Data excerpts ::

"""

PR #396, opened 2019-03-18
api.GetTeamRoster: 403: return ErrForbidden

paulfurley:
this is so that `fk team sync` can handle it as "you don't have access to
this team"

### DIFF
--- a/api/api_test.go
+++ b/api/api_test.go
@@ -493,6 +493,23 @@ func TestGetTeamRoster(t *testing.T) {
 		assert.Equal(t, ErrTeamNotFound, err)
 	})
 
+	t.Run("403 forbidden returns ErrForbidden", func(t *testing.T) {
+		teamUUID := uuid.Must(uuid.NewV4())
+		mockResponseHandler := func(w http.ResponseWriter, r *http.Request) {
+			assertClientSentVerb(t, "GET", r.Method)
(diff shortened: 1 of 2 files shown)


api/api_test.go
```diff
@@ -493,6 +493,23 @@ func TestGetTeamRoster(t *testing.T) {
 		assert.Equal(t, ErrTeamNotFound, err)
 	})
 
+	t.Run("403 forbidden returns ErrForbidden", func(t *testing.T) {
+		unknownUUID := uuid.Must(uuid.NewV4())
+		mockNotFoundResponseHandler := func(w http.ResponseWriter, r *http.Request) {
```
idrysdale: Ditto, I think this should probably be called 'mockForbiddenResponseHandler`

api/api_test.go
```diff
@@ -493,6 +493,23 @@ func TestGetTeamRoster(t *testing.T) {
 		assert.Equal(t, ErrTeamNotFound, err)
 	})
 
+	t.Run("403 forbidden returns ErrForbidden", func(t *testing.T) {
+		unknownUUID := uuid.Must(uuid.NewV4())
```
idrysdale: Maybe this should be called the more generic `uuid` or `forbiddenUUID`?

paulfurley:
Good spot!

"""

Task description :: Each record above is to be written out again, without any change.

Answer space ::
PR #396, opened 2019-03-18
api.GetTeamRoster: 403: return ErrForbidden

paulfurley:
this is so that `fk team sync` can handle it as "you don't have access to
this team"

### DIFF
--- a/api/api_test.go
+++ b/api/api_test.go
@@ -493,6 +493,23 @@ func TestGetTeamRoster(t *testing.T) {
 		assert.Equal(t, ErrTeamNotFound, err)
 	})
 
+	t.Run("403 forbidden returns ErrForbidden", func(t *testing.T) {
+		teamUUID := uuid.Must(uuid.NewV4())
+		mockResponseHandler := func(w http.ResponseWriter, r *http.Request) {
+			assertClientSentVerb(t, "GET", r.Method)
(diff shortened: 1 of 2 files shown)


api/api_test.go
```diff
@@ -493,6 +493,23 @@ func TestGetTeamRoster(t *testing.T) {
 		assert.Equal(t, ErrTeamNotFound, err)
 	})
 
+	t.Run("403 forbidden returns ErrForbidden", func(t *testing.T) {
+		unknownUUID := uuid.Must(uuid.NewV4())
+		mockNotFoundResponseHandler := func(w http.ResponseWriter, r *http.Request) {
```
idrysdale: Ditto, I think this should probably be called 'mockForbiddenResponseHandler`

api/api_test.go
```diff
@@ -493,6 +493,23 @@ func TestGetTeamRoster(t *testing.T) {
 		assert.Equal(t, ErrTeamNotFound, err)
 	})
 
+	t.Run("403 forbidden returns ErrForbidden", func(t *testing.T) {
+		unknownUUID := uuid.Must(uuid.NewV4())
```
idrysdale: Maybe this should be called the more generic `uuid` or `forbiddenUUID`?

paulfurley:
Good spot!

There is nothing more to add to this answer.